PR #273, opened 2022-10-19
(776) Add 'Planned FM works required' option

richpjames:
We need to add an radio option for **Planned FM works required** on the lost bed radio list
[Trello card](https://trello.com/c/4fGUP8HV/776-add-an-extra-radio-button-to-the-lost-bed-radio-list)
This change is made in the DB with [this PR](https://github.com/ministryofjustice/hmpps-approved-premises-api/pull/164)

### DIFF
--- a/wiremock/stubs/lost-bed-reasons.json
+++ b/wiremock/stubs/lost-bed-reasons.json
@@ -18,5 +18,10 @@
     "id": "7f3eb6cd-b3fc-4a8d-b9ce-5959918ffbe8",
     "name": "Staff shortage",
     "isActive": true
+  },
+  {
+    "id": "1f2eb6cd-b3fc-4a8d-b9ce-5959918ffbe8",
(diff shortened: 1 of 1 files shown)


wiremock/stubs/lost-bed-reasons.json
```diff
@@ -18,5 +18,10 @@
     "id": "7f3eb6cd-b3fc-4a8d-b9ce-5959918ffbe8",
     "name": "Staff shortage",
     "isActive": true
+  },
+  {
+    "id": "1f2eb6cd-b3fc-4a8d-b9ce-5959918ffbe8",
+    "name": "Planned FM works required",
+    "isActive": true
```
pezholio, line 25: This should be a database change right? This will only update the stubs

richpjames: You're right, Joe will be making the DB change today

PR #276, opened 2022-10-20
(746) Generate task list automatically

pezholio:
# Context

At the moment, the task list has the layout copied from the prototype with the tasks we have added manually. As the project develops, we'll need to add more tasks and sections, and we need to make sure we can do this in a manageable way.

# Changes in this PR

This adds a `sections` object, which spells out what tasks are contained in what section, allowing us to check if a section is complete, as well as automatically output the section and tasks within in the Nunjucks template.

### Before

image

### After

image


pezholio:
[Task List](https://trello.com/c/wV3ywlJB/746-task-list)

richpjames (approved):
Looks good!

PR #277, opened 2022-10-20
Fix e2e

pezholio:
Currently e2e tests are failing because https://github.com/gunar/shellcheck/issues/26


richpjames (approved):
thank you!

- **Problem**:
Everything above, from first entry to last, must be reproduced exactly.

- **Output of the task**:
PR #273, opened 2022-10-19
(776) Add 'Planned FM works required' option

richpjames:
We need to add an radio option for **Planned FM works required** on the lost bed radio list
[Trello card](https://trello.com/c/4fGUP8HV/776-add-an-extra-radio-button-to-the-lost-bed-radio-list)
This change is made in the DB with [this PR](https://github.com/ministryofjustice/hmpps-approved-premises-api/pull/164)

### DIFF
--- a/wiremock/stubs/lost-bed-reasons.json
+++ b/wiremock/stubs/lost-bed-reasons.json
@@ -18,5 +18,10 @@
     "id": "7f3eb6cd-b3fc-4a8d-b9ce-5959918ffbe8",
     "name": "Staff shortage",
     "isActive": true
+  },
+  {
+    "id": "1f2eb6cd-b3fc-4a8d-b9ce-5959918ffbe8",
(diff shortened: 1 of 1 files shown)


wiremock/stubs/lost-bed-reasons.json
```diff
@@ -18,5 +18,10 @@
     "id": "7f3eb6cd-b3fc-4a8d-b9ce-5959918ffbe8",
     "name": "Staff shortage",
     "isActive": true
+  },
+  {
+    "id": "1f2eb6cd-b3fc-4a8d-b9ce-5959918ffbe8",
+    "name": "Planned FM works required",
+    "isActive": true
```
pezholio, line 25: This should be a database change right? This will only update the stubs

richpjames: You're right, Joe will be making the DB change today

PR #276, opened 2022-10-20
(746) Generate task list automatically

pezholio:
# Context

At the moment, the task list has the layout copied from the prototype with the tasks we have added manually. As the project develops, we'll need to add more tasks and sections, and we need to make sure we can do this in a manageable way.

# Changes in this PR

This adds a `sections` object, which spells out what tasks are contained in what section, allowing us to check if a section is complete, as well as automatically output the section and tasks within in the Nunjucks template.

### Before

image

### After

image


pezholio:
[Task List](https://trello.com/c/wV3ywlJB/746-task-list)

richpjames (approved):
Looks good!

PR #277, opened 2022-10-20
Fix e2e

pezholio:
Currently e2e tests are failing because https://github.com/gunar/shellcheck/issues/26


richpjames (approved):
thank you!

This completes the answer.